20,000 Days on Earth (DoE) is a documentary capturing a fictitious day in the life of Nick Cave. While the film has the general purpose of taking you through the final days of the recording and release of his newest album Push the Sky Away, the focus is completely on Cave: his thoughts, his life, his past, and his writing process. Though the scenes are planned out and semi-scripted, every interaction flows organically between Cave and his variety of guests. Through narrations and sequences of old photos, you gain insight into what Cave’s introduction to the music scenes, his reflection upon the events leading to present day, and his philosophies on life and fulfillment. While all of this may seem to only appeal to the more die-hard fans of Cave or any one of his numerous other projects, DoE is not a prying look into Cave’s life; this film provides a tailored, honest introduction and summary of his character and life, without feeling like you’ve donned the rose-tinted glasses.
Days on Earth is gorgeously filmed, making the viewer feel included in the scene as a participant, not a spectator. To be honest, based on the cinematic style of DoE, I had assumed that Cave was directing. Very little about the visual style of DoE gives the impression of being a documentary.

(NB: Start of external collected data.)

PR #1426, opened 2018-08-15
Improve phylo controls and add beta label

cdebourcy:
image
image


app/assets/src/components/ui/controls/tooltips/BetaLabel.jsx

I attempt to know as little as possible going into films and for the first fifteen to twenty minutes, I wasn’t certain whether this was a documentary or clever fiction. Intimate car rides, projections on the walls, and endless reflections blend with more traditionally shot performance scenes to make a film that is very easy on the eyes.
Music, of course, takes a leading role in DoE. Chronicling Cave’s first ventures with The Birthday Party, you get a mixed sampler of Cave’s songs. This is where fans of Cave will be reveling and the uninitiated may find something new to add to their iTunes. Having not heard the newest album from Nick Cave and the Bad Seeds, it was particularly intriguing to watch the creative process of building the songs. It is supremely satisfying, not only watching Cave and Warren Ellis slowly shape these tunes and lyrics into the song it will become, but to then finally hear it performed with all of their hearts and souls up on stage. Days on Earth clearly demonstrates how a group like The Bad Seeds can explode into popularity in the 1980’s, then continue to grow and express for thirty years without losing steam. That said, if you’re not a particular fan of Nick Cave and somehow have stumbled into watching this documentary, you’re likely to spend an hour and a half annoying everyone by being on your phone.
I feel that some may walk away from Days on Earth thinking it is a highly stylized vanity piece and they may be right. But if it is, it’s a vanity piece that succeeds in captivating an audience by painting the picture of a talented artist as a human, not a rockstar. This documentary doesn’t glaze over flaws in its subject, but celebrates them as part of a whole. My primary complaint with DoE comes from the tendency for philosophy and personal stories to end in aloof tangents. While eighty percent of the commentary provided by Cave is philosophical wisdom to do with life, twenty percent feels more like a moody poetry reading.
Aside from a minor complaint with the commentary, 20,000 Days on Earth delivers an engrossing leap into the life and mind of Nick Cave. With beautiful cinematography and a soundtrack comprised of prime cuts from The Bad Seeds, DoE easily appeals to viewers regardless of their knowledge of Nick Cave. Blurring the lines of documentary and fictional film, Days on Earth guides audiences through an interesting overview of Cave’s philosophy, creative process, and career.